### Task description
Reproduce the entries. Each one must match the original exactly.

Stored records
------------------------------------------------

PR #47, opened 2019-07-18
Last Fix I think

jamiebrynes7:


zeroZshadow (approved):

tools/ReleaseTool/PrepCommand.cs
```diff
@@ -143,6 +145,14 @@ public int Run()
             return 0;
         }
 
+        private void UpdateManifestJson(GitClient gitClient)
+        {
+            var manifestFile = Path.Combine(Directory.GetCurrentDirectory(), "workers", "unity", "Packages",
+                ManifestJsonFilename);
+            
+            UpdatePackageJson(manifestFile, gitClient);
```
zeroZshadow, line 154: Can this code actually be reused?

jamiebrynes7: It can now

tools/ReleaseTool/PrepCommand.cs
```diff
@@ -165,23 +175,27 @@ private void UpdatePackageJson(string packageFile, GitClient gitClient)
...
-
+                
                 if (jsonObject.ContainsKey(PackageJsonDependenciesString))
                 {
                     var dependencies = (JObject) jsonObject[PackageJsonDependenciesString];
 
                     foreach (var property in dependencies.Properties())
                     {
-                        if (property.Name.StartsWith(PackageJsonDependenciesPrefix))
+                        // If its an Improbable package and its not a file: reference.
```
paulbalaji:
```suggestion
                        // If it's an Improbable package and it's not a "file:" reference.
```

paulbalaji (approved):

PR #1059, opened 2023-01-10
task done

Bogdan-Kutasevich:


src/makeInfinityAdder.js
```diff
@@ -6,7 +6,22 @@
  */
 
 function makeInfinityAdder() {
-  // write code here
+  let sum = 0;
+  const adder = (...number) => {
+    if (number.length) {
+      sum += number[0];
```
vanst1, line 12:
```suggestion
  const adder = (number) => {
    if (number !== undefined) {
      sum += number;
```

vanst1 (changes requested):
Good job:)
some fix needed)

src/makeInfinityAdder.js
Bogdan-Kutasevich: thanks for advice)

alexandra-protyanova (approved):

PR #1065, opened 2023-01-12
v-01

AndreyBerezyanskiy:


src/makeInfinityAdder.js
```diff
@@ -6,7 +6,23 @@
...
+  if (x !== undefined) {
+    sum += x;
+  } else {
+    sum = 0;
+  };
+
+  return x === undefined
+    ? tempSum
+    : adder;
+}
```
oleh-holovnykh, line 23: two similar checks are redundant, i think
its better to `return tempSum;` in else statement and delete ternary

oleh-holovnykh (changes requested):
Good job! just one suggestion

src/makeInfinityAdder.js
oleh-holovnykh: if x !== undefined, we increase sum and return function. Else reset sum, and return tempSum

AndreyBerezyanskiy: I'm a little bit confused) I didn't see this nice solution. Thanks!)

Denchepornyuk (approved):

PR #1068, opened 2023-01-13
Solution

Coyoote:


Avichez (approved):
Great and clear solution 🔥

src/makeInfinityAdder.js
```diff
@@ -6,7 +6,21 @@
...
 function makeInfinityAdder() {
-  // write code here
+  let numbers = 0;
+
+  return function adder(num) {
+    if (typeof num === 'number') {
+      numbers += num;
+
+      return adder;
+    } else {
```
Anna-Tkachenko, line 16: else is redundant here
if code inside `if` statement will be executed, your function will be ended with return statement

Anna-Tkachenko (approved):

src/makeInfinityAdder.js
Coyoote: Thanks for the comment, removing it right away!

PR #1074, opened 2023-01-16
Solution

natalia-maryshko:


src/makeInfinityAdder.js
```diff
@@ -6,7 +6,23 @@
  */
 
 function makeInfinityAdder() {
-  // write code here
+  let sum = 0;
+
+  const adder = (a) => {
+    if (a >= 0) {
```
```suggestion
    if (a !== undefined) {
```
I think it's more correct to check if it's not undefined because closure should stop if there are no parameters (a === undefined)

polosanya (approved):

PR #1077, opened 2023-01-22
Solution

ruslan-yarosh:


src/makeInfinityAdder.js
```diff
@@ -6,7 +6,17 @@
...
 function makeInfinityAdder() {
-  // write code here
+  let amount = 0;
+
+  const sum = (num) => {
+    const result = amount;
+
+    amount = num === undefined ? 0 : amount + num;
+
+    return num === undefined ? result : sum;
```
DarkMistyRoom, line 16: you can use if to avoid repeating

DarkMistyRoom (changes requested):

src/makeInfinityAdder.js
```diff
@@ -6,7 +6,23 @@
...
 
 function makeInfinityAdder() {
-  // write code here
+  let amount = 0;
+
+  const sum = (num) => {
+    const result = amount;
+
+    if (num === undefined) {
+      amount = 0;
```
tetiana-ivanchenko, line 15: move the creation of the result variable to the "if" condition

tetiana-ivanchenko (changes requested):

SanyaBratashchuk (approved):

PR #1079, opened 2023-01-23
Infinity Adder

Rio1391:


src/makeInfinityAdder.js
```diff
@@ -6,7 +6,21 @@
  */
 
 function makeInfinityAdder() {
-  // write code here
+  let sum = 0;
+
+  return function adder(number) {
+    if (number === parseInt(number)) {
```
DarkMistyRoom, line 12: It will sum all the numbers passed in the parameters until it encounters a call without parameters. So would be better to check if `number === undefined` because now it will work the same with any other type except number, for example, some string, but this is not what is required in the condition

DarkMistyRoom (changes requested):

loralevitska (approved):

PR #1080, opened 2023-01-23
infinity adder was made

StetsenkoViktoriia:


src/makeInfinityAdder.js
```diff
@@ -6,7 +6,23 @@
  */
 
 function makeInfinityAdder() {
-  // write code here
+  let sum = 0;
+
+  const adder = (args) => {
```
Anastasiia-Svintsova, line 11: You don't have a lot of arguments here, just one. So better to use another name, for example
```suggestion
  const adder = (value) => {
```

src/makeInfinityAdder.js
```diff
@@ -6,7 +6,23 @@
...
+      const result = sum;
+
+      sum = 0;
+
+      return result;
+    } else {
+      sum += args;
+
+      return adder;
+    }
```
Anastasiia-Svintsova, line 22: Redundant else statement here. You have a return before
```suggestion
      return result;
    } 
    
    sum += args;

    return adder;
```

Anastasiia-Svintsova (changes requested):

polosanya (approved):
Good job!

PR #1089, opened 2023-02-01
sollution

serbinm:


src/makeInfinityAdder.js
```diff
@@ -6,7 +6,21 @@
...
+      const answer = sum;
+
+      sum = 0;
+
+      return answer;
+    } else {
+      sum += a;
+
+      return add;
+    }
```
polosanya, line 22:
```suggestion
      return answer;
    }
    
    sum += a;

    return add;
```
No need for else. You code will not go further after return anyway

polosanya (approved):
Good job!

------------------------------------------------

### Result
PR #47, opened 2019-07-18
Last Fix I think

jamiebrynes7:


zeroZshadow (approved):

tools/ReleaseTool/PrepCommand.cs
```diff
@@ -143,6 +145,14 @@ public int Run()
             return 0;
         }
 
+        private void UpdateManifestJson(GitClient gitClient)
+        {
+            var manifestFile = Path.Combine(Directory.GetCurrentDirectory(), "workers", "unity", "Packages",
+                ManifestJsonFilename);
+            
+            UpdatePackageJson(manifestFile, gitClient);
```
zeroZshadow, line 154: Can this code actually be reused?

jamiebrynes7: It can now

tools/ReleaseTool/PrepCommand.cs
```diff
@@ -165,23 +175,27 @@ private void UpdatePackageJson(string packageFile, GitClient gitClient)
...
-
+                
                 if (jsonObject.ContainsKey(PackageJsonDependenciesString))
                 {
                     var dependencies = (JObject) jsonObject[PackageJsonDependenciesString];
 
                     foreach (var property in dependencies.Properties())
                     {
-                        if (property.Name.StartsWith(PackageJsonDependenciesPrefix))
+                        // If its an Improbable package and its not a file: reference.
```
paulbalaji:
```suggestion
                        // If it's an Improbable package and it's not a "file:" reference.
```

paulbalaji (approved):

PR #1059, opened 2023-01-10
task done

Bogdan-Kutasevich:


src/makeInfinityAdder.js
```diff
@@ -6,7 +6,22 @@
  */
 
 function makeInfinityAdder() {
-  // write code here
+  let sum = 0;
+  const adder = (...number) => {
+    if (number.length) {
+      sum += number[0];
```
vanst1, line 12:
```suggestion
  const adder = (number) => {
    if (number !== undefined) {
      sum += number;
```

vanst1 (changes requested):
Good job:)
some fix needed)

src/makeInfinityAdder.js
Bogdan-Kutasevich: thanks for advice)

alexandra-protyanova (approved):

PR #1065, opened 2023-01-12
v-01

AndreyBerezyanskiy:


src/makeInfinityAdder.js
```diff
@@ -6,7 +6,23 @@
...
+  if (x !== undefined) {
+    sum += x;
+  } else {
+    sum = 0;
+  };
+
+  return x === undefined
+    ? tempSum
+    : adder;
+}
```
oleh-holovnykh, line 23: two similar checks are redundant, i think
its better to `return tempSum;` in else statement and delete ternary

oleh-holovnykh (changes requested):
Good job! just one suggestion

src/makeInfinityAdder.js
oleh-holovnykh: if x !== undefined, we increase sum and return function. Else reset sum, and return tempSum

AndreyBerezyanskiy: I'm a little bit confused) I didn't see this nice solution. Thanks!)

Denchepornyuk (approved):

PR #1068, opened 2023-01-13
Solution

Coyoote:


Avichez (approved):
Great and clear solution 🔥

src/makeInfinityAdder.js
```diff
@@ -6,7 +6,21 @@
...
 function makeInfinityAdder() {
-  // write code here
+  let numbers = 0;
+
+  return function adder(num) {
+    if (typeof num === 'number') {
+      numbers += num;
+
+      return adder;
+    } else {
```
Anna-Tkachenko, line 16: else is redundant here
if code inside `if` statement will be executed, your function will be ended with return statement

Anna-Tkachenko (approved):

src/makeInfinityAdder.js
Coyoote: Thanks for the comment, removing it right away!

PR #1074, opened 2023-01-16
Solution

natalia-maryshko:


src/makeInfinityAdder.js
```diff
@@ -6,7 +6,23 @@
  */
 
 function makeInfinityAdder() {
-  // write code here
+  let sum = 0;
+
+  const adder = (a) => {
+    if (a >= 0) {
```
```suggestion
    if (a !== undefined) {
```
I think it's more correct to check if it's not undefined because closure should stop if there are no parameters (a === undefined)

polosanya (approved):

PR #1077, opened 2023-01-22
Solution

ruslan-yarosh:


src/makeInfinityAdder.js
```diff
@@ -6,7 +6,17 @@
...
 function makeInfinityAdder() {
-  // write code here
+  let amount = 0;
+
+  const sum = (num) => {
+    const result = amount;
+
+    amount = num === undefined ? 0 : amount + num;
+
+    return num === undefined ? result : sum;
```
DarkMistyRoom, line 16: you can use if to avoid repeating

DarkMistyRoom (changes requested):

src/makeInfinityAdder.js
```diff
@@ -6,7 +6,23 @@
...
 
 function makeInfinityAdder() {
-  // write code here
+  let amount = 0;
+
+  const sum = (num) => {
+    const result = amount;
+
+    if (num === undefined) {
+      amount = 0;
```
tetiana-ivanchenko, line 15: move the creation of the result variable to the "if" condition

tetiana-ivanchenko (changes requested):

SanyaBratashchuk (approved):

PR #1079, opened 2023-01-23
Infinity Adder

Rio1391:


src/makeInfinityAdder.js
```diff
@@ -6,7 +6,21 @@
  */
 
 function makeInfinityAdder() {
-  // write code here
+  let sum = 0;
+
+  return function adder(number) {
+    if (number === parseInt(number)) {
```
DarkMistyRoom, line 12: It will sum all the numbers passed in the parameters until it encounters a call without parameters. So would be better to check if `number === undefined` because now it will work the same with any other type except number, for example, some string, but this is not what is required in the condition

DarkMistyRoom (changes requested):

loralevitska (approved):

PR #1080, opened 2023-01-23
infinity adder was made

StetsenkoViktoriia:


src/makeInfinityAdder.js
```diff
@@ -6,7 +6,23 @@
  */
 
 function makeInfinityAdder() {
-  // write code here
+  let sum = 0;
+
+  const adder = (args) => {
```
Anastasiia-Svintsova, line 11: You don't have a lot of arguments here, just one. So better to use another name, for example
```suggestion
  const adder = (value) => {
```

src/makeInfinityAdder.js
```diff
@@ -6,7 +6,23 @@
...
+      const result = sum;
+
+      sum = 0;
+
+      return result;
+    } else {
+      sum += args;
+
+      return adder;
+    }
```
Anastasiia-Svintsova, line 22: Redundant else statement here. You have a return before
```suggestion
      return result;
    } 
    
    sum += args;

    return adder;
```

Anastasiia-Svintsova (changes requested):

polosanya (approved):
Good job!

PR #1089, opened 2023-02-01
sollution

serbinm:


src/makeInfinityAdder.js
```diff
@@ -6,7 +6,21 @@
...
+      const answer = sum;
+
+      sum = 0;
+
+      return answer;
+    } else {
+      sum += a;
+
+      return add;
+    }
```
polosanya, line 22:
```suggestion
      return answer;
    }
    
    sum += a;

    return add;
```
No need for else. You code will not go further after return anyway

polosanya (approved):
Good job!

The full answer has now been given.